Two new approaches to model the formation of helical segments, the multiple sequence approximation (AGADIRms) and the one-sequence approximation (AGADIR1s) were extensively compared with the original (Muñoz & Serrano, 1997). While AGADIR1s and AGADIRms are virtually identical (for polyalanine peptide sequences of less than 50 residues), the new formalisms are more precise than the residue-partition function of AGADIR. They also perform equally to the Lifson-Roig formalism, despite the differences in the treatment of helix/coil cooperativity, when an equivalent set of parameters is used (Muñoz & Serrano, 1997).

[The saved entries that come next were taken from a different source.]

PR #15457, opened 2026-06-06
xerox/xerox820.cpp: working Xerox 820-II with SASI hard disk and PWB floppy variants

davidlrand:
> **Stack: #15459 (floppy accessor) → #15456 (SA1403D) → this PR.** The diff includes those commits until the lower PRs merge; I will rebase as each lands.

Brings the **Xerox 820-II** up to working — including its SASI hard-disk option — and splits the 820-II into its real PWB daughterboard variants.

**Stacked on #15456** (the SA1403D HLE): this branch contains that device commit, so the diff currently shows it too; it reduces to the driver changes once #15456 merges. Also builds on the `scsihle` fixes in #15453 (merged).

### Now working
- **Xerox 820-II (8" floppy)** — boots CP/M; promoted to working.
- **Xerox 820-II (5.25" floppy)** — new working clone.
- **Xerox 820-II (SASI hard disk)** — new working clone: boots, formats the rigid disk, and reads/writes files, with the SA1403D serving the floppy drives (LUNs 0–2) plus a rigid CHD (LUN 3).

The **Xerox 16/8** (5.25"/SASI) variants are added but left **not working** — the 16/8's 8086/CP/M-86 side is untested (no bootable CP/M-86 media located yet).

### Changes
- Split `xerox820ii` into a shared `xerox820ii_common()` plus per-personality machine configs (8" floppy / 5.25" floppy / 8"+SASI), mirroring the real daughterboard options, and add the 16/8 (8086) variants.
- Wire the SA1403D for the hard-disk personality: floppy drives on LUNs 0–2 via `set_floppy()`, a rigid CHD on LUN 3, the boot ROM's Seltab drive→LUN map, and the SA1403D logical-block addressing.
- **Keyboard**: the 8748 (`x820kb`) is a standard US ASCII keyboard — confirmed by disassembling the keyboard ROM's translation tables. Fixes the KBSTB strobe polarity and adds the 820-II power-on "keyboard available" announce its monitor waits for. (The ROM also contains an alternate `$1FE` bit-paired/Teletype encoding selected by a row-14 strap; that's for a different keyboard variant and is left unselected.)

### Disclosed workaround
[...]

PR #15459, opened 2026-06-07
imagedev/floppy: add a get_image() accessor for the mounted image

davidlrand:
Adds a small public accessor returning the `floppy_image` the drive currently holds:

```cpp
floppy_image *get_image() const { return m_image.get(); }
```

This is for **high-level controller emulations that decode the mounted media themselves** rather than going through an FDC — e.g. the Shugart **SA1403D** SASI controller (a SASI/floppy bridge), which reads the image to serve sectors over the bus.

Prerequisite for the SA1403D HLE (#15456) and the Xerox 820-II SASI driver (#15457).

### DIFF
--- a/src/devices/imagedev/floppy.h
+++ b/src/devices/imagedev/floppy.h
@@ -293,6 +293,7 @@ public:
 
 	int get_cyl() const { return m_cyl; }
 	bool on_track() const { return !m_subcyl; }
+	floppy_image *get_image() const { return m_image.get(); } // for HLE controllers that read the mounted image directly
 
 	virtual void mon_w(int state);
 	bool ready_r();


MooglyGuy:
Is there a specific case where `image_core_file()` in the base `device_image_interface` class, and the facilities provided by the `core_file` class, are insufficient for format determination?

davidlrand:
The purpose is in emulation of the SA1403D controller (specifically for the Xerox 820-ii rigid disk, but this works in general too).

The controller doesn't need to determine the container format, floppy_image_device already does that at mount time  and decodes the container into the in-memory floppy_image. What this controller needs is that decoded image: it's an  SASI to floppy bridge with no FDC identified, so it reproduces the read path at the cell level generate_bitstream_from_track() then extract_sectors_from_bitstream_{mfm,fm}_pc(), probing 8″/5.25″ cell timings and FM/MFM, with wrong-density reads failing so the Xerox ROM's SD/DD detector works. 

image_core_file() is one layer too low (raw container bytes); using it would mean re-running the format identify/load path for every supported container inside the controller. m_image has no existing public accessor, hence the one-liner.

All of that said, it is equally possible to re-write this to  use, for example, wd_fdc, and pull it up to a full "emulation model".  The difference would be that wd_fdc has no synchronous "read sector N" call, so I would simply create a local subdevice, and re-do the FM/MFM detection.  This would covert the SA1403D into an asynchronous state machine.  

It's a functional stand-in, and can be done.  I chose the "more faithful" path, but I can switch if you feel this is violating the mame principles.

So far as I can tell, this is the *only* implementation of a SASI/SCSI controller in mame which supports floppy drives, so there was no precedent for me to follow.

MooglyGuy:
Oh, yeesh, so yeah - grabbing at the raw container bytes would essentially necessitate copy/pasting code to identify each format into the controller. That would be way leakier of an abstraction than this change.

I know @cuavas tends to feel certain ways about adding accessors, so I defer to him on this, but it sounds like the juice isn't worth the squeeze to try to do it any other way. Adding the accessor sounds like the least-agonizing option.

davidlrand:
Yeah.  Let me withdraw this, and think some more, before I finalize.  I'm still in the midst of the xerox 8/16 5" disk bringup, and that has the same issue as the 8" 820II-with-sasi, and there may be more work there.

However, details of the energetics are not yet properly implemented in helix/coil transition algorithms. First, electrostatic interactions are partially treated, i.e. only i, i + 1, i, i + 2,i, i + 3 and i, i + 4 interactions are considered, while charges separated by more than 20 Å in a helical peptide contribute to helix stability (Sitkof et al., 1994). Second, the ionic strength is not taken into consideration, although experiments established its strong effect on helix stability, even in neutral peptides (Scholtz et al., 1991). Third, the helical propensity of the 20 amino acid residues depends on their position in the α-helix (Petukhov et al., 1998), and helix/coil transition algorithms use, in contrast, a single set of parameters for all the positions of the helix (except the capping residues). Finally, recently identified sequence motifs stabilize the helical conformation, because contacts between helical and non-helical residues are formed (the “hydrophobic staple”; Munoz et al 1995, Munoz and Serrano 1995a, Creamer and Rose 1995; the “Schellman motif”; Viguera & Serrano, 1995a; and the “Pro-capping motif”; Prieto & Serrano, 1997). Since a residue either before the N-cap, or after the C-cap, is involved, classical helix/coil transition algorithms do not deal with these motifs.

We introduced ionic-strength dependence, long-range electrostatics and local motifs into our helix/coil transition algorithm, AGADIR1s. This results in a slight modification of the values for some of the parameters previously described (Muñoz & Serrano, 1995b), and improves the predictive power of the algorithm. The new version, AGADIR1s-2, predicts the helical behavior of peptides, in aqueous solution, for any pH, temperature and ionic-strength conditions. AGADIR1s-2 also predicts the conformational shifts of the individual C^α protons, and other NMR parameters, offering predictions at higher resolution. The quality of the prediction can be put to use for global (CD) and residue-level (NMR) estimations.